[[ Supplied records open ]]

PR #846, opened 2024-08-08
osbuild: only mount the required mountpoints for bootc install (COMPOSER-2301)

achilleas-k:
bootc install to-filesystem requires a clean root to install, with only the required mountpoints present: /, /boot, and /boot/efi.  Do not mount any user-defined mountpoints when running the bootc install stage.

Content in bootc images cannot be separated across filesystems, therefore there cannot be any content under the custom mountpoints, so this change will not cause any issues of content not being on the correct filesystem.

See also the discussion at https://github.com/osbuild/bootc-image-builder/issues/579

### DIFF
--- a/pkg/osbuild/bootc_install_to_filesystem_stage.go
+++ b/pkg/osbuild/bootc_install_to_filesystem_stage.go
@@ -4,6 +4,7 @@ import (
 	"fmt"
 
 	"github.com/osbuild/images/pkg/platform"
+	"golang.org/x/exp/slices"
 )
 
 type BootcInstallToFilesystemOptions struct {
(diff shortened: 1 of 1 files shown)


pkg/osbuild/bootc_install_to_filesystem_stage.go
```diff
@@ -4,6 +4,7 @@ import (
 	"fmt"
 
 	"github.com/osbuild/images/pkg/platform"
+	"golang.org/x/exp/slices"
```
ondrejbudai, line 7: We have Go 1.21, `slices` should work just fine.

ondrejbudai (approved):
Thanks!

thozza (approved):

pkg/osbuild/bootc_install_to_filesystem_stage.go
achilleas-k: Gonna merge this 'cause I'd like to have it for the partitioning in BIB and open another PR for the import swap.

achilleas-k: https://github.com/osbuild/images/pull/849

[[ Supplied records closed ]]

▶ _Work request_
Each line of the material above is to be retyped verbatim.

▶ _Response below_
PR #846, opened 2024-08-08
osbuild: only mount the required mountpoints for bootc install (COMPOSER-2301)

achilleas-k:
bootc install to-filesystem requires a clean root to install, with only the required mountpoints present: /, /boot, and /boot/efi.  Do not mount any user-defined mountpoints when running the bootc install stage.

Content in bootc images cannot be separated across filesystems, therefore there cannot be any content under the custom mountpoints, so this change will not cause any issues of content not being on the correct filesystem.

See also the discussion at https://github.com/osbuild/bootc-image-builder/issues/579

### DIFF
--- a/pkg/osbuild/bootc_install_to_filesystem_stage.go
+++ b/pkg/osbuild/bootc_install_to_filesystem_stage.go
@@ -4,6 +4,7 @@ import (
 	"fmt"
 
 	"github.com/osbuild/images/pkg/platform"
+	"golang.org/x/exp/slices"
 )
 
 type BootcInstallToFilesystemOptions struct {
(diff shortened: 1 of 1 files shown)


pkg/osbuild/bootc_install_to_filesystem_stage.go
```diff
@@ -4,6 +4,7 @@ import (
 	"fmt"
 
 	"github.com/osbuild/images/pkg/platform"
+	"golang.org/x/exp/slices"
```
ondrejbudai, line 7: We have Go 1.21, `slices` should work just fine.

ondrejbudai (approved):
Thanks!

thozza (approved):

pkg/osbuild/bootc_install_to_filesystem_stage.go
achilleas-k: Gonna merge this 'cause I'd like to have it for the partitioning in BIB and open another PR for the import swap.

achilleas-k: https://github.com/osbuild/images/pull/849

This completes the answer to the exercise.